Stored data:
------------------------

PR #1044, opened 2016-02-09
Fix for instanceUrl bug

bhariharan:


wmathurin:
:+1:

libs/SalesforceSDK/src/com/salesforce/androidsdk/app/SalesforceSDKManager.java
```diff
@@ -900,18 +900,6 @@ public String getAccountType() {
         return context.getString(getSalesforceR().stringAccountType());
     }
 
-    /**
-     * Indicates whether the app is running on a tablet.
-     *
-     * @return True if the application is running on a tablet.
-     */
-    public static boolean isTablet() {
```
bhariharan: This is an inaccurate API that has outlived it's purpose. We can't make the determination of phone (vs) tablet, with a 7" screen in the mix. Also, with the advent of fragments, this API means very little now. It's not being used anywhere, since we switched to ```ActionBar```.

libs/SalesforceSDK/src/com/salesforce/androidsdk/auth/AuthenticatorService.java
```diff
@@ -167,8 +166,6 @@ public Bundle getAccountRemovalAllowed(AccountAuthenticatorResponse response, Ac
 
 		/**
          * Uses the refresh token to get a new access token.
-         * Remember that the authenticator runs under its own separate process, so if you want to debug you
```
bhariharan: Not accurate anymore. Same process.

libs/SalesforceSDK/src/com/salesforce/androidsdk/rest/ClientManager.java
```diff
@@ -628,7 +628,10 @@ public String getNewAuthToken() {
                     Log.w("AccMgrAuthTokenProvider:fetchNewAuthToken", "accountManager.getAuthToken returned null bundle");
                 } else {
                     newAuthToken = bundle.getString(AccountManager.KEY_AUTHTOKEN);
-                    newInstanceUrl = bundle.getString(AuthenticatorService.KEY_INSTANCE_URL);
+                    final String encryptedInstanceUrl = bundle.getString(AuthenticatorService.KEY_INSTANCE_URL);
```
bhariharan: We send the ```instanceUrl``` encrypted, but never bothered to decrypt it. I guess it was working because we never did any org split testing where the ```instanceUrl``` actually changes.

ktanna:
:+1:

PR #1045, opened 2016-02-10
Fix for NPE crash

bhariharan:


libs/SalesforceSDK/src/com/salesforce/androidsdk/rest/RestClient.java
```diff
@@ -650,8 +650,12 @@ private void refreshAccessToken(HttpResponse response) throws IOException {
 				if (newAuthToken != null) {
 					setAuthToken(newAuthToken);
 				}
+
                 // Check if the instanceUrl changed
                 String instanceUrl = authTokenProvider.getInstanceUrl();
+				if (instanceUrl == null) {
```
bhariharan: When refresh token is revoked, ```instanceUrl``` is guaranteed to be ```null``` here. We try to URI parse ```instanceUrl```, which breaks. We didn't notice it on our sample apps because sample apps use ```sendAsync```, which bubbles up the error, whereas ```sendSync``` doesn't.

wmathurin:
:+1:

kchitalia:
Does it make sense to bubble up the error when sendSync is used?

ktanna:
:+1:

bhariharan:
@kchitalia Yes - the alternative is a crash, which prevents normal flow of the app. ```sendSync``` throws ```IOException```, so this is the expected response for in-flight requests post-logout.

PR #1049, opened 2016-02-16
Fixing user agent computation for Android

bhariharan:


bhariharan:
This makes it ```HybridSmartSyncLocal``` like ```iOS```, as opposed to ```HybridLocalSmartSync```.

wmathurin:
:+1:

PR #1061, opened 2016-02-22
Fix for bug revealed in template app (query returning 400)

wmathurin:
Query params were lost for delete/get/head


bhariharan:
:+1:

wmathurin:
Re-submitting against master

PR #1070, opened 2016-02-26
Added context as a parameter in PushNotificationInterface

fungi-fungi:
In case if you want to start ```IntentService``` after receiving push notification you need Context which is not currently available in implementation of  ```PushNotificationInterface```. Since ```PushService``` is actually anther ```IntentService``` we can pass context as a parameter of ```PushNotificationInterface```.


bhariharan:
```Context``` is available through ```SalesforceSDKManager.getInstance().getAppContext()```, which can be used to start an ```IntentService```. It probably shouldn't be started from ```PushService``` anyway.

PR #1080, opened 2016-03-17
Encrypting Auth Token

bhariharan:


libs/SalesforceSDK/src/com/salesforce/androidsdk/rest/ClientManager.java
```diff
@@ -381,8 +381,6 @@ public Bundle createNewAccount(String accountName, String username, String refre
             // WARNING! This assumes all user data is a String!
             accountManager.setUserData(acc, key, extras.getString(key));
         }
-
-        accountManager.setAuthToken(acc, AccountManager.KEY_AUTHTOKEN, authToken);
```
bhariharan: This is a useless call, because ```AccountManager``` automatically caches auth token in memory anyway.

libs/SalesforceSDK/src/com/salesforce/androidsdk/rest/ClientManager.java
```diff
@@ -617,17 +613,20 @@ public String getNewAuthToken() {
                 gettingAuthToken = true;
             }
 
-            // Invalidate current auth token
-            clientManager.invalidateToken(lastNewAuthToken);
+            // Invalidate current auth token.
+            final String cachedAuthToken = clientManager.accountManager.peekAuthToken(acc, AccountManager.KEY_AUTHTOKEN);
```
bhariharan: This is important, because unless we invalidate the correct token, the subsequent call to ```getAuthToken``` won't go to our implementation - it will go directly to ```AccountManager``` cache instead.

bhariharan:
Tested regular API calls and refresh calls for expired tokens. The only remaining piece of work is to test upgrade path from unencrypted auth token to encrypted auth token. I might have to do a one-time wipe of existing auth token and force a refresh for older versions of Mobile SDK.

wmathurin:
Are users going to be logged out if the app is upgraded from a older SDK to 4.2?

bhariharan:
No. That's the upgrade step that I had mentioned. I'm working on it. Since
there are no changes to refresh token, logout shouldn't be required.

wmathurin:
That's true.

wmathurin:
Looks fine. All the tests passing?

bhariharan:
* Fixed test failure [here](https://github.com/forcedotcom/SalesforceMobileSDK-Android/pull/1080/commits/fe3e632934a0c1ff0900781350394e2e3d2de5fa).
* Upgrade steps work fine with no code changes. I verified by revoking the token, and the refresh worked fine too.
* Relevant tests are running fine.

PR #1089, opened 2016-03-24
Adds pass-through constructors so Hybrid apps can implement their own WebView and WebViewClient subclasses

daveespo:
The upgrade to MobileSDK 4 has made it impossible to implement `WebView` and `WebViewClient` subclasses for Hybrid apps

I can override `makeWebViewEngine` in my `Activity` ... and implement my own `WebViewEngine` subclass which derives from `SalesforceWebViewEngine`

However, inside my subclass, I'm unable to call the `SystemWebViewEngine` constructors to properly set the appView 

These pass-through constructors are necessary so I can call `super(webView,preferences)` in my subclass the same way `SalesforceWebViewEngine` does


bhariharan:
Seems reasonable. :+1:

daveespo:
Thanks!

------------------------

What you are asked to do: Once you have counted the lines of the records holding the string "final", state that number with no other words.

Answer for the task: 2